[Provided records Boundary: Start]

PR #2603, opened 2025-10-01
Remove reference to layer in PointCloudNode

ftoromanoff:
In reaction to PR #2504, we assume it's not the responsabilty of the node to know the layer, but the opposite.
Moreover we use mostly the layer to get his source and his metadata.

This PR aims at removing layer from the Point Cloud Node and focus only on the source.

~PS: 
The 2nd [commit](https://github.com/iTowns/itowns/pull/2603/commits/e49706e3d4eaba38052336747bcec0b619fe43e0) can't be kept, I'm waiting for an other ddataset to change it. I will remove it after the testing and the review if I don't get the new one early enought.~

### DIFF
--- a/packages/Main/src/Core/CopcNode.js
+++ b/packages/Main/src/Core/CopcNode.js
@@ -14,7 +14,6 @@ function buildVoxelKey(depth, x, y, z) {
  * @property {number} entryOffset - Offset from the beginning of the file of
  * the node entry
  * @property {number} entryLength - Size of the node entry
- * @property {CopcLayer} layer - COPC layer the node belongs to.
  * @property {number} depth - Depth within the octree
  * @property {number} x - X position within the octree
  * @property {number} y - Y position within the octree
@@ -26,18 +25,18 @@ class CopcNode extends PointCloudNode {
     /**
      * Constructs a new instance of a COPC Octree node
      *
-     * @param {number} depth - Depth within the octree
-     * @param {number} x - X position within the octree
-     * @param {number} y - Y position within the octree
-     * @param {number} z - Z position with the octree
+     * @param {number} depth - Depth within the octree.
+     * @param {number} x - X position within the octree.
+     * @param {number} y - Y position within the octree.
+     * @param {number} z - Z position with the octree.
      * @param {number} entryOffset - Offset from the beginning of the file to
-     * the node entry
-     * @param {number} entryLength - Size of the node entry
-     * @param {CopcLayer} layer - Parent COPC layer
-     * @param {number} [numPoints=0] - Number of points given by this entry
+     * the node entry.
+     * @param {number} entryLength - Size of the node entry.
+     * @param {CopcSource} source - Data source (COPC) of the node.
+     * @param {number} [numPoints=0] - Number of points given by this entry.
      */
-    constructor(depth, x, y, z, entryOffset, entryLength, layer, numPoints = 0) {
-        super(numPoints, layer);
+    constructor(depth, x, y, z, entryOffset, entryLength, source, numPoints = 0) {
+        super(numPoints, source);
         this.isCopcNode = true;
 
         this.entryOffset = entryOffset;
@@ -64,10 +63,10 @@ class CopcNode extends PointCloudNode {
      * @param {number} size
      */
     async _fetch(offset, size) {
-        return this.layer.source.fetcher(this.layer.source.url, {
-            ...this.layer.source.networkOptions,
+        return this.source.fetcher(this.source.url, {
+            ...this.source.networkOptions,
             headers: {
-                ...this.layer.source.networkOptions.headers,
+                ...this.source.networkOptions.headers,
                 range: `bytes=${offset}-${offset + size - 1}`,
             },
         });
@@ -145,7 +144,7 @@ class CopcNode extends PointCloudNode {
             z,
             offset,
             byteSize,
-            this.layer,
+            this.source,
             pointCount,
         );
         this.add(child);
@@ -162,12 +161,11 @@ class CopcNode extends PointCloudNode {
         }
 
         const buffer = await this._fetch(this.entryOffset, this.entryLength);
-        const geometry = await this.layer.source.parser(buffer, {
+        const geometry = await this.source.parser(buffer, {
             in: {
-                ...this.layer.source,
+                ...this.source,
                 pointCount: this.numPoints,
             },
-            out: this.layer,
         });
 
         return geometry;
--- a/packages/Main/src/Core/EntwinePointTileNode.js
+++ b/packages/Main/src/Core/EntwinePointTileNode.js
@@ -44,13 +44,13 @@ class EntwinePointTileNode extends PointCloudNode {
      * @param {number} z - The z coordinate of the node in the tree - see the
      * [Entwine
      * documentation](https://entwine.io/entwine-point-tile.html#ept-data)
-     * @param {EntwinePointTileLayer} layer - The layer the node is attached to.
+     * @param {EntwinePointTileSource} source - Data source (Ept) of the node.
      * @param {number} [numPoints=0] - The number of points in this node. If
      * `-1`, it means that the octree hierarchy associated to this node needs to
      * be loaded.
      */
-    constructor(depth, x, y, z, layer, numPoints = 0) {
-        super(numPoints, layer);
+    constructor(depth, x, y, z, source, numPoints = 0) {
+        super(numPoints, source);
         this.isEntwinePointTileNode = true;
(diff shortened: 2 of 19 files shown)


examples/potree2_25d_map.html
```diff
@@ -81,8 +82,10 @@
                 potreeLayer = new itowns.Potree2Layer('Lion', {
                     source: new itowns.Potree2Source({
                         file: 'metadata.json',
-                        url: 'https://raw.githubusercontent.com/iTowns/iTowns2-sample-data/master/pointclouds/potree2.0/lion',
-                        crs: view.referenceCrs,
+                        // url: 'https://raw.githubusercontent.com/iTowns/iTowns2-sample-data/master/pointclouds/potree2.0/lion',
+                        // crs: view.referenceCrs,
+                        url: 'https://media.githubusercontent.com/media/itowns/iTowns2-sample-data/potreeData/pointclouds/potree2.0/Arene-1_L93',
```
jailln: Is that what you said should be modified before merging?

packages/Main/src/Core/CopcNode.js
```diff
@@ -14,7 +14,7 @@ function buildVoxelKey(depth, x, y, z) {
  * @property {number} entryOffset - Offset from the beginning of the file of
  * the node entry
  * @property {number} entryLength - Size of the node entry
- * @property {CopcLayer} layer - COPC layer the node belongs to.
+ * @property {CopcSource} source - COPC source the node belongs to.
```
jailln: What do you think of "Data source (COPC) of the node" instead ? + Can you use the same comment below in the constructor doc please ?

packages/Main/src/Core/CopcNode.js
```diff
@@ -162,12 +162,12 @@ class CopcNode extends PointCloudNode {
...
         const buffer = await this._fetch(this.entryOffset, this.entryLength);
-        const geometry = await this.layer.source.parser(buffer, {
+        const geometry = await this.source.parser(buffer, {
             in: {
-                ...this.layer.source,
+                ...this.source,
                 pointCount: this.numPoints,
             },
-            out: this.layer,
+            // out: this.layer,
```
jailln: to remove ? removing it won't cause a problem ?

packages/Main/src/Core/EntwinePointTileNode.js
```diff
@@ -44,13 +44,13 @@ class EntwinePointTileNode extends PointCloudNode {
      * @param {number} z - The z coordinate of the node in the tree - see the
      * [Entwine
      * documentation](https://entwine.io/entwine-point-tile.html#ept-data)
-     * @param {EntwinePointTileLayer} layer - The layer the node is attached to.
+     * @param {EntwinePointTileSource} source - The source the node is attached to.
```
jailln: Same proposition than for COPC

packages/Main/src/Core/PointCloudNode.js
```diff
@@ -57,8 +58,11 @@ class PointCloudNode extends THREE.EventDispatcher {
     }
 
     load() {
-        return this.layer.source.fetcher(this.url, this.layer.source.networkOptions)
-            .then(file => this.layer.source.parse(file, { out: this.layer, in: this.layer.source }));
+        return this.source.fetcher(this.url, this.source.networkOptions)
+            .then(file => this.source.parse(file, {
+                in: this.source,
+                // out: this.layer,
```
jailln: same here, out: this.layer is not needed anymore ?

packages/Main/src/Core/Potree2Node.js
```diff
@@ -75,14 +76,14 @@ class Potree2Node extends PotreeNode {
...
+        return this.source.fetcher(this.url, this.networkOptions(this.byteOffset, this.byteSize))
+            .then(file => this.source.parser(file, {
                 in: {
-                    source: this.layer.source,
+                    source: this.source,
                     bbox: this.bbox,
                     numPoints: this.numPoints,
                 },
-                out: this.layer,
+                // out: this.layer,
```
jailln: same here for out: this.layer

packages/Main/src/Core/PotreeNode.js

[Provided records Boundary: End]

*What is required*
Write the records out again. Keep every line exactly as it is.

*Written solution*
PR #2603, opened 2025-10-01
Remove reference to layer in PointCloudNode

ftoromanoff:
In reaction to PR #2504, we assume it's not the responsabilty of the node to know the layer, but the opposite.
Moreover we use mostly the layer to get his source and his metadata.

This PR aims at removing layer from the Point Cloud Node and focus only on the source.

~PS: 
The 2nd [commit](https://github.com/iTowns/itowns/pull/2603/commits/e49706e3d4eaba38052336747bcec0b619fe43e0) can't be kept, I'm waiting for an other ddataset to change it. I will remove it after the testing and the review if I don't get the new one early enought.~

### DIFF
--- a/packages/Main/src/Core/CopcNode.js
+++ b/packages/Main/src/Core/CopcNode.js
@@ -14,7 +14,6 @@ function buildVoxelKey(depth, x, y, z) {
  * @property {number} entryOffset - Offset from the beginning of the file of
  * the node entry
  * @property {number} entryLength - Size of the node entry
- * @property {CopcLayer} layer - COPC layer the node belongs to.
  * @property {number} depth - Depth within the octree
  * @property {number} x - X position within the octree
  * @property {number} y - Y position within the octree
@@ -26,18 +25,18 @@ class CopcNode extends PointCloudNode {
     /**
      * Constructs a new instance of a COPC Octree node
      *
-     * @param {number} depth - Depth within the octree
-     * @param {number} x - X position within the octree
-     * @param {number} y - Y position within the octree
-     * @param {number} z - Z position with the octree
+     * @param {number} depth - Depth within the octree.
+     * @param {number} x - X position within the octree.
+     * @param {number} y - Y position within the octree.
+     * @param {number} z - Z position with the octree.
      * @param {number} entryOffset - Offset from the beginning of the file to
-     * the node entry
-     * @param {number} entryLength - Size of the node entry
-     * @param {CopcLayer} layer - Parent COPC layer
-     * @param {number} [numPoints=0] - Number of points given by this entry
+     * the node entry.
+     * @param {number} entryLength - Size of the node entry.
+     * @param {CopcSource} source - Data source (COPC) of the node.
+     * @param {number} [numPoints=0] - Number of points given by this entry.
      */
-    constructor(depth, x, y, z, entryOffset, entryLength, layer, numPoints = 0) {
-        super(numPoints, layer);
+    constructor(depth, x, y, z, entryOffset, entryLength, source, numPoints = 0) {
+        super(numPoints, source);
         this.isCopcNode = true;
 
         this.entryOffset = entryOffset;
@@ -64,10 +63,10 @@ class CopcNode extends PointCloudNode {
      * @param {number} size
      */
     async _fetch(offset, size) {
-        return this.layer.source.fetcher(this.layer.source.url, {
-            ...this.layer.source.networkOptions,
+        return this.source.fetcher(this.source.url, {
+            ...this.source.networkOptions,
             headers: {
-                ...this.layer.source.networkOptions.headers,
+                ...this.source.networkOptions.headers,
                 range: `bytes=${offset}-${offset + size - 1}`,
             },
         });
@@ -145,7 +144,7 @@ class CopcNode extends PointCloudNode {
             z,
             offset,
             byteSize,
-            this.layer,
+            this.source,
             pointCount,
         );
         this.add(child);
@@ -162,12 +161,11 @@ class CopcNode extends PointCloudNode {
         }
 
         const buffer = await this._fetch(this.entryOffset, this.entryLength);
-        const geometry = await this.layer.source.parser(buffer, {
+        const geometry = await this.source.parser(buffer, {
             in: {
-                ...this.layer.source,
+                ...this.source,
                 pointCount: this.numPoints,
             },
-            out: this.layer,
         });
 
         return geometry;
--- a/packages/Main/src/Core/EntwinePointTileNode.js
+++ b/packages/Main/src/Core/EntwinePointTileNode.js
@@ -44,13 +44,13 @@ class EntwinePointTileNode extends PointCloudNode {
      * @param {number} z - The z coordinate of the node in the tree - see the
      * [Entwine
      * documentation](https://entwine.io/entwine-point-tile.html#ept-data)
-     * @param {EntwinePointTileLayer} layer - The layer the node is attached to.
+     * @param {EntwinePointTileSource} source - Data source (Ept) of the node.
      * @param {number} [numPoints=0] - The number of points in this node. If
      * `-1`, it means that the octree hierarchy associated to this node needs to
      * be loaded.
      */
-    constructor(depth, x, y, z, layer, numPoints = 0) {
-        super(numPoints, layer);
+    constructor(depth, x, y, z, source, numPoints = 0) {
+        super(numPoints, source);
         this.isEntwinePointTileNode = true;
(diff shortened: 2 of 19 files shown)


examples/potree2_25d_map.html
```diff
@@ -81,8 +82,10 @@
                 potreeLayer = new itowns.Potree2Layer('Lion', {
                     source: new itowns.Potree2Source({
                         file: 'metadata.json',
-                        url: 'https://raw.githubusercontent.com/iTowns/iTowns2-sample-data/master/pointclouds/potree2.0/lion',
-                        crs: view.referenceCrs,
+                        // url: 'https://raw.githubusercontent.com/iTowns/iTowns2-sample-data/master/pointclouds/potree2.0/lion',
+                        // crs: view.referenceCrs,
+                        url: 'https://media.githubusercontent.com/media/itowns/iTowns2-sample-data/potreeData/pointclouds/potree2.0/Arene-1_L93',
```
jailln: Is that what you said should be modified before merging?

packages/Main/src/Core/CopcNode.js
```diff
@@ -14,7 +14,7 @@ function buildVoxelKey(depth, x, y, z) {
  * @property {number} entryOffset - Offset from the beginning of the file of
  * the node entry
  * @property {number} entryLength - Size of the node entry
- * @property {CopcLayer} layer - COPC layer the node belongs to.
+ * @property {CopcSource} source - COPC source the node belongs to.
```
jailln: What do you think of "Data source (COPC) of the node" instead ? + Can you use the same comment below in the constructor doc please ?

packages/Main/src/Core/CopcNode.js
```diff
@@ -162,12 +162,12 @@ class CopcNode extends PointCloudNode {
...
         const buffer = await this._fetch(this.entryOffset, this.entryLength);
-        const geometry = await this.layer.source.parser(buffer, {
+        const geometry = await this.source.parser(buffer, {
             in: {
-                ...this.layer.source,
+                ...this.source,
                 pointCount: this.numPoints,
             },
-            out: this.layer,
+            // out: this.layer,
```
jailln: to remove ? removing it won't cause a problem ?

packages/Main/src/Core/EntwinePointTileNode.js
```diff
@@ -44,13 +44,13 @@ class EntwinePointTileNode extends PointCloudNode {
      * @param {number} z - The z coordinate of the node in the tree - see the
      * [Entwine
      * documentation](https://entwine.io/entwine-point-tile.html#ept-data)
-     * @param {EntwinePointTileLayer} layer - The layer the node is attached to.
+     * @param {EntwinePointTileSource} source - The source the node is attached to.
```
jailln: Same proposition than for COPC

packages/Main/src/Core/PointCloudNode.js
```diff
@@ -57,8 +58,11 @@ class PointCloudNode extends THREE.EventDispatcher {
     }
 
     load() {
-        return this.layer.source.fetcher(this.url, this.layer.source.networkOptions)
-            .then(file => this.layer.source.parse(file, { out: this.layer, in: this.layer.source }));
+        return this.source.fetcher(this.url, this.source.networkOptions)
+            .then(file => this.source.parse(file, {
+                in: this.source,
+                // out: this.layer,
```
jailln: same here, out: this.layer is not needed anymore ?

packages/Main/src/Core/Potree2Node.js
```diff
@@ -75,14 +76,14 @@ class Potree2Node extends PotreeNode {
...
+        return this.source.fetcher(this.url, this.networkOptions(this.byteOffset, this.byteSize))
+            .then(file => this.source.parser(file, {
                 in: {
-                    source: this.layer.source,
+                    source: this.source,
                     bbox: this.bbox,
                     numPoints: this.numPoints,
                 },
-                out: this.layer,
+                // out: this.layer,
```
jailln: same here for out: this.layer

packages/Main/src/Core/PotreeNode.js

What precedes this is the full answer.